= Simon Brainin =

Latvian-American physician (1854–1911)

Simon Michael Brainin (July 15, 1854 – March 31, 1911) was a Latvian-American physician.

Brainin graduated from the gymnasium in his native Riga; studied medicine at the universities of Dorpat and Berlin; held the position of physician of the Jewish community of Riga; and was one of the directors of the community, the last independent Jewish kahal in Russia, until this institution was abolished by the government.

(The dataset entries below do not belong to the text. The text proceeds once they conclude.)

PR #312, opened 2016-01-15
Fix details not shown with shadow dom.

### LINKED ISSUE #194: Details row is not visible when using Shadow DOM
Copied the full source of the [Row Details](https://cdn.vaadin.com/vaadin-components/latest/vaadin-grid/demo/details.html) example and tried running it with ```?dom=shadow``` enabled. The result is that Grid reserves correct height of free space for the details, but nothing is visible on screen. See the attached screenshot.

screen shot 2015-10-05 at 11 46 02

manolo:
Fixes #194

[Review on Reviewable](https://reviewable.io/reviews/vaadin/vaadin-grid/312)

### DIFF
--- a/vaadin-grid.html
+++ b/vaadin-grid.html
@@ -239,6 +239,10 @@ See the [demo](demo/index.html) for use case examples.
     opacity: 1;
   }
 
+  .vaadin-grid-spacer td {
+    opacity: 1;
+  }
+
   /* Row styles */
   .vaadin-grid-row {
     box-sizing: border-box;


tomivirkki:
Was there something wrong with the originally proposed solution?

---

Review status: 0 of 1 files reviewed at latest revision, 2 unresolved discussions, some commit checks failed.

---

*[vaadin-grid.html, line 233 \[r1\]](https://reviewable.io:443/reviews/vaadin/vaadin-grid/312#-K84bB9ed8o6RC1ON1CB:-K84bB9ed8o6RC1ON1CC:113297663) ([raw file](https://github.com/vaadin/vaadin-grid/blob/cf8dedaf1e0796c98e3c58e5f00ac5aba7a62db3/vaadin-grid.html#L233)):*
There's no reason to have this change, since the selector beneath overrides it anyway.

---

*[vaadin-grid.html, line 237 \[r1\]](https://reviewable.io:443/reviews/vaadin/vaadin-grid/312#-K84bK0-_IE4X7ZLGWnj:-K84bK0-_IE4X7ZLGWnk:-1833951254) ([raw file](https://github.com/vaadin/vaadin-grid/blob/cf8dedaf1e0796c98e3c58e5f00ac5aba7a62db3/vaadin-grid.html#L237)):*
Is there a reason to add 1px bottom border to the td (to share all the styles that are meant for a data row)?

---


*Comments from the [review on Reviewable.io](https://reviewable.io:443/reviews/vaadin/vaadin-grid/312#-:-K84eHL4e2eV05FO6lqu:-364716650)*

jounik:
Also, as a general CSS formatting rule, always place every individual selector on it’s own line.

manolo:
Review status: 0 of 1 files reviewed at latest revision, 2 unresolved discussions.

---

*[vaadin-grid.html, line 233 \[r1\]](https://reviewable.io:443/reviews/vaadin/vaadin-grid/312#-K84bB9ed8o6RC1ON1CB:-K84nR0HQ4s28O4TNGj2:-499146009) ([raw file](https://github.com/vaadin/vaadin-grid/blob/cf8dedaf1e0796c98e3c58e5f00ac5aba7a62db3/vaadin-grid.html#L233)):*
Done.

---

He was a member of the committee of the government to investigate the rights of the Jews of the city of Riga, 1885; delegate from the government of Poltava to the rabbinical conference at St. Petersburg, 1892; and a member of the Society for the Promotion of Culture Among the Jews of Russia. In 1895, he immigrated to New York City, where he became (1902) a practicing physician, and member of the county medical and German medical societies, of the Harlem Medical Association, and of the New York Historical Society. He died in New York City.

== Literary works ==
Brainin is the author of:

- "Oraḥ la-Ḥayyim", a work on popular medicine, in Hebrew, Wilna, 1883
- "Der Aerztliche Führer", Riga, 1885
- "Ueber Kefyr," Vienna, 1886

and many articles in various periodicals.